Forum Moderators: phranque

Message Too Old, No Replies

Using mod rewrite at a server level

         

topr8

5:22 pm on Jun 22, 2012 (gmt 0)

WebmasterWorld Senior Member 10+ Year Member Top Contributors Of The Month



Currently I have a sever with multiple websites/virtualhosts (apache 2.2.3)

My object is to block bots/scrapers from all the websites by the easiest method.

At this moment i prepend a .php file to all pages hosted on the server
eg. php_value auto_prepend_file "/var/www/html/myprependfilehere.php"

in this file there are routines to block some bots/scrapers by ipaddress, useragent, county (by looking up in a database) and so on - it's not perfect but it keeps a lot away.

...

i'm thinking it would be more efficient to do some of this stuff, notably the blocking by ipaddress and user_agent directly in apache using the httpd.conf

my issue is that:

1. i would want to write the rules once and have them apply to all the virtualhosts.
2. i would want to log all the blocks in a separate log file.
3. i want to allow access to the robots.txt file on every domain on the server.

Of course i've seen a great many examples here and elsewhere of how to block by ipaddress and user_agent in a specific .htaccess file or specific directory. i'm wondering if i have to do anything different?


This is where i've got to so far:

<Directory "/var/www/html">
RewriteEngine On
RewriteCond %{HTTP_USER_AGENT} ^Indy Library [NC.OR]
RewriteCond %{HTTP_USER_AGENT} ^(80legs.com|Nutch|Wget/) [NC.OR]
RewriteCond %{Remote_Addr} ^198\.65$ [NC.OR]
RewriteCond %{Remote_Addr} ^123\.456\.123\.45$ [NC]
RewriteRule ^ - [F]

</Directory>


<VirtualHost *:80>
DocumentRoot "/var/www/html/example.com"
ServerName example.com
<Directory "/var/www/html/example.com">
various stuff here
</Directory>
</VirtualHost>

<VirtualHost *:80>
DocumentRoot "/var/www/html/example2.com"
ServerName example2.com
<Directory "/var/www/html/example2.com">
various stuff here
</Directory>
</VirtualHost>

<VirtualHost *:80>
DocumentRoot "/var/www/html/example3.com"
ServerName example3.com
<Directory "/var/www/html/example3.com">
various stuff here
</Directory>
</VirtualHost>

all virtual hosts have a document root in the format of
/var/www/html/domain name here

i wondering how i punch a hole and allow access to all robots.txt files
and if i put the rules in the directory folder if it will then apply to all the virtual directories

and also if this is the best way to go about this - i'm assuming it will be quicker and use less resources than the php appended file would.

incrediBILL

4:37 pm on Jun 23, 2012 (gmt 0)

WebmasterWorld Senior Member 10+ Year Member Top Contributors Of The Month



My object is to block bots/scrapers from all the websites by the easiest method.

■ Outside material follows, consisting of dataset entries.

PR #883, opened 2020-06-01
Implement Vec::from for ConnectionMatrixEnvelope

agunde406:
This commit also deprecates ConnectionMatrixEnvelope
take_payload() because it is similar to From implementation
but From is cleaner.

### DIFF
--- a/libsplinter/src/mesh/mod.rs
+++ b/libsplinter/src/mesh/mod.rs
@@ -169,13 +169,13 @@ impl Mesh {
     /// Send the envelope on the mesh.
     ///
     /// This is a convenience function and is equivalent to
-    /// `mesh.outgoing(envelope.id()).send(envelope.take_payload())`.
+    /// `mesh.outgoing(envelope.id()).send(Vec::from(envelope))`.
     pub fn send(&self, envelope: Envelope) -> Result<(), SendError> {
         let state = &self.state.read().map_err(|_| SendError::PoisonedLock)?;
         let id = envelope.id().to_string();
         if let Some(mesh_id) = state.unique_ids.get_by_key(&id) {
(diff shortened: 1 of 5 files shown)


libsplinter/src/mesh/mod.rs
```diff
@@ -169,13 +169,13 @@ impl Mesh {
...
     /// This is a convenience function and is equivalent to
-    /// `mesh.outgoing(envelope.id()).send(envelope.take_payload())`.
+    /// `mesh.outgoing(envelope.id()).send(Vec::from(envelope))`.
     pub fn send(&self, envelope: Envelope) -> Result<(), SendError> {
         let state = &self.state.read().map_err(|_| SendError::PoisonedLock)?;
         let id = envelope.id().to_string();
         if let Some(mesh_id) = state.unique_ids.get_by_key(&id) {
             match state.outgoings.get(mesh_id) {
-                Some(ref outgoing) => match outgoing.send(envelope.take_payload()) {
+                Some(ref outgoing) => match outgoing.send(Vec::from(envelope)) {
```
peterschwarz, line 178: `envelope.into()` should work just as well, here

libsplinter/src/transport/matrix.rs
```diff
@@ -72,11 +72,18 @@ impl ConnectionMatrixEnvelope {
     }
 
     /// Returns the bytes of the payload while consuming the `ConnectionMatrixEnvelope`
+    #[deprecated(since = "0.3.19", note = "Please use Vec::from instead")]
     pub fn take_payload(self) -> Vec<u8> {
```
peterschwarz, line 76: Interestingly enough, I am no more inclined to think this method should still exist but be called `into_inner`, which is also common for this style of transformation in the standard library.

PR #888, opened 2020-06-01
Set CLI default REST API port to 8080

peterschwarz:
The default REST API port which is used if no URL is specified was set
to 8085.  This value is an older default and does not match the default
value set by splinterd.

This commit corrects the port to 8080.


vaporos:
This will require an entry in the upgrading doc.

vaporos:
We are waiting to merge this for the moment because its an API change.

PR #907, opened 2020-06-16
BACKPORT: Add 10s sleep during crates publish

rbuysse:
Cargo's index updates are not instantaneous, so a brief sleep is necessary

Then get a bot blocking script as those are built by people that do this all the time and keep it updated so you're less likely to nuke something you need.

Also, if you continue using Apache to do this, don't blacklist user agents, whitelist, otherwise you could clog the server processing thousands of conditions per page request.